Optimisation et Apprentissage Statistique

Francis Bach

INRIA - Ecole Normale Supérieure

Master M2 Mathématiques de l'aléatoire

(Université Paris-Sud), 2eme semestre, 2016/2017

The class will be taught in French or English, depending on attendance (all slides and class notes are in English).

Résumé

De nombreux problèmes d'estimation en apprentissage statistique sont formulés comme des problèmes d'optimisation. Ces formulations ont permis une separation entre l'analyse des performances de l'estimateur et le développement d'algorithmes de résolution du problème. Face aux grands volumes de données, une telle séparation n'est plus efficace et l'analyse doit mêler statistique et optimisation. Dans ce cours, seront présentés de manière unifiée les résultats statistiques classiques sur la M-estimation et l'optimisation convexe, en montrant les liens entre statistique et optimisation. Un accent sera mis sur l'analyse non-asymptotique de l'approximation stochastique et du gradient stochastique.

Références

Transparents (Preliminary version, will be updated before every class)

S. Bubeck. Convex optimization: Algorithms and complexity. Foundations and Trends in Machine Learning, 8(3-4):231–357, 2015.

Y. Nesterov. Introductory lectures on convex optimization: a basic course. Kluwer Academic Publishers, 2004.

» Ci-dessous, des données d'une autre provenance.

PR #2726, opened 2017-08-03
Fix Cube unit tests.

lbdreyer:
Fill all the tests in  lib/iris/tests/unit/cube/test_Cube.py that were failing due to refactoring Iris to use dask mask array support.


lib/iris/tests/unit/cube/test_Cube.py
```diff
@@ -1457,255 +1348,127 @@ def test_lazy_data_masked__mask_set(self):
...
-    def test_lazy_data_masked_with_dtype_non_integral(self):
-        for dtype in self.dtypes:
-            data = ma.array([0, 1], dtype=dtype)
-            data[0] = ma.masked
-            emsg = 'Can only cast lazy data to an integer or boolean dtype'
-            with self.assertRaisesRegexp(ValueError, emsg):
-                Cube(as_lazy_data(data), dtype=np.complex)
-
 
 class Test_data_dtype_fillvalue(tests.IrisTest):
```
lbdreyer: I thought it might be worth retaining some of these tests, but I do wonder if it's a bit overkill. I sometimes felt like I was testing numpy rather.

dkillick: To catch up an offline conversation...

I think the tests updated here are valuable for the coverage they add, but perhaps this isn't the best place to keep them. Given that they're effectively testing the interface between Iris cubes (where the behaviour is finally observed), the Data Manager and NumPy functionality, I wonder if these would be best retained elsewhere as cube integration tests.

lib/iris/tests/unit/cube/test_Cube.py
```diff
@@ -1457,255 +1348,127 @@ def test_lazy_data_masked__mask_set(self):
...
-
-    def test_realdata___getitem__(self):
-        fill_value = 123
-        cube = Cube(np.arange(10), fill_value=fill_value)
-        subcube = cube[5:]
-        self.assertArrayAllClose(subcube.fill_value, fill_value)
-
-    def test_lazydata___getitem__(self):
-        fill_value = 123
+    def test_lazydata___getitem__dtype(self):
```
dkillick: Is there value in also checking the fill value following a getitem call?

lib/iris/tests/unit/cube/test_Cube.py
```diff
@@ -1457,255 +1348,127 @@ def test_lazy_data_masked__mask_set(self):
...
-            data[0] = ma.masked
-            emsg = 'Can only cast lazy data to an integer or boolean dtype'
-            with self.assertRaisesRegexp(ValueError, emsg):
-                Cube(as_lazy_data(data), dtype=np.complex)
-
 
 class Test_data_dtype_fillvalue(tests.IrisTest):
-    def _sample_data(self, dtype='f4', masked=False, lazy=False):
+    def setUp(self):
+        self.fill_value = 1234
```
dkillick: Looks like you only use this in two other places, so one could argue you don't really need this?

lib/iris/tests/unit/cube/test_Cube.py
```diff
@@ -1457,255 +1348,127 @@ def test_lazy_data_masked__mask_set(self):
...
+        # Check touching masked lazy data.
+        fill_value = 27.3
+        cube = self._sample_cube(masked=True, fill_value=fill_value, lazy=True)
         data = cube.data
-        self.assertTrue(ma.is_masked(data))
-        self.assertMaskedArrayEqual(data, masked_data_original)
-        self.assertArrayAllClose(cube.fill_value, fill_value)
+        self.assertIs(cube.core_data(), data)
+        self.assertEqual(cube.dtype, np.float32)
         self.assertArrayAllClose(data.fill_value, fill_value)
```
dkillick: I know you haven't changed this, but I guess that's why I'm asking about it... Two points:

* why is the fill value being tested as an array? Shouldn't there be a single fill value for all points in `data`?
* why is the value only _close_? Surely both values should be identical?

lib/iris/tests/unit/cube/test_Cube.py
lbdreyer: Yep I'll remove it.I had put it here previously as I had a few more tests that used it

lib/iris/tests/unit/cube/test_Cube.py
lbdreyer: I have now added a fill_value check

lib/iris/tests/unit/cube/test_Cube.py
lbdreyer: I have no idea. I thought it might be something about the data type being different, so comparing a float and an int would be "almost equal"

pp-mo: I believe I may have written this, if not I think I certainly "could have done".
I interpret it as just a way of doing a toleranced floating-point comparison
 \- because it is IMHO  "basically always wrong" to test floating-point values for exact equivalance.

pp-mo:
A bunch of the errors here are to do with Travis not correctly installing the latest Dask variant.
Now fixed on main feature branch, so rebase wanted.
Now closing this to replace with #2734 -- which is exactly just a rebased version of this.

Dates et contenu des cours

Les cours ont lieu au département de Mathématiques de l'Université Paris-Sud (Orsay, Petit Amphi du Batiment 425), le jeudi de 14h à 17h (sauf le 02/02).

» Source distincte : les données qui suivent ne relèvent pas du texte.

PR #2728, opened 2017-08-04
PP + merge test fixes

bjlittle:
This PR addresses assorted PP save test failures.

I also ended up bleeding thru into merge and fixing those tests to confirm that merge was behaving correctly for merging masked and ndarray cube payload combos.

We also require to force an `asarray=False` default for `_lazy_data.as_lazy_data`, otherwise `dask` can cast masked data derived from a proxy as a ndarray.


lib/iris/tests/test_merge.py
```diff
@@ -187,7 +190,7 @@ def test__ndarray_ndarray(self):
             expected = self._make_data([0, 1], dtype=self.dtype)
             self.assertArrayEqual(result.data, expected)
             self.assertEqual(result.dtype, self.dtype)
-            self._check_fill_value(result, fill0, fill1)
+            self._check_fill_value(result)
```
lbdreyer: For tests including ndarray (e.g. `test__ndarray_ndarray`, `test__masked_ndarray`, `test__ndarray_masked`) it seems unnesccary to test the `fill_combos` since we already know they won't have fill_values

lbdreyer: Unless you want to check that after a merge, the resultant data isn't a masked array for some reason

lib/iris/fileformats/pp.py
```diff
@@ -1382,11 +1379,6 @@ def save(self, file_handle):
         # Get the actual data content.
         data = self.data
         if ma.is_masked(data):
-            # Fill missing data points with the MDI value from the header.
-            if data.dtype.kind in 'biu':
-                # Integer or Boolean data : No masking is supported.
-                msg = 'Non-floating masked data cannot be saved to PP.'
-                raise ValueError(msg)
```
lbdreyer: This was added in #2564 which has now been removed anyway

lbdreyer:
@bjlittle This all looks good. I just want to talk to you about the testing of fill_values when merging ndarrays but otherwise I think this is ready to merge in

Dates	Sujets du cours	Notes de cours de l'annee 2015/2016
Jeudi 26/01 de 14h à 17h	Introduction au probleme generique d'apprentissage Classes de fonctions (convexes, lisses, fortement convexes) Analyse statistique par complexite de Rademacher	lecture1.pdf
Jeudi 02/02 de 14h à 17h Amphi G3, Bat. 450	Analyse des algorithmes deterministes d'optimisation (descente de gradient, Newton, etc.)	lecture2.pdf
Jeudi 23/02 de 14h à 17h Salle B13, Bat. 460	Approximation stochastique pour problemes convexes non-lisses	lecture4.pdf
Jeudi 09/03 de 14h à 17h	Approximation stochastique classique (analyse asymptotique)	lecture3.pdf
Jeudi 16/03 de 14h à 17h	Approximation stochastique pour problemes convexes lisses
Jeudi 23/03 de 14h à 17h	Minimisation de sommes finies
Jeudi 06/04 de 14h à 17h	Evaluation Orale - Room 225-227, Building 425

Assignments

The goal of these assignments is to implement the main algorithms seen in class, with any language of your choice (Python, Matlab or R are advised). Every assignment will be a few lines of code run on small-scale data. The only required outputs for each homework are a few (readable) curves and comments, to be sent as a single pdf file by email to fbachorsay2017@gmail.com with the subject [HWn], with n being the homework number (no acknowledgements will be sent back).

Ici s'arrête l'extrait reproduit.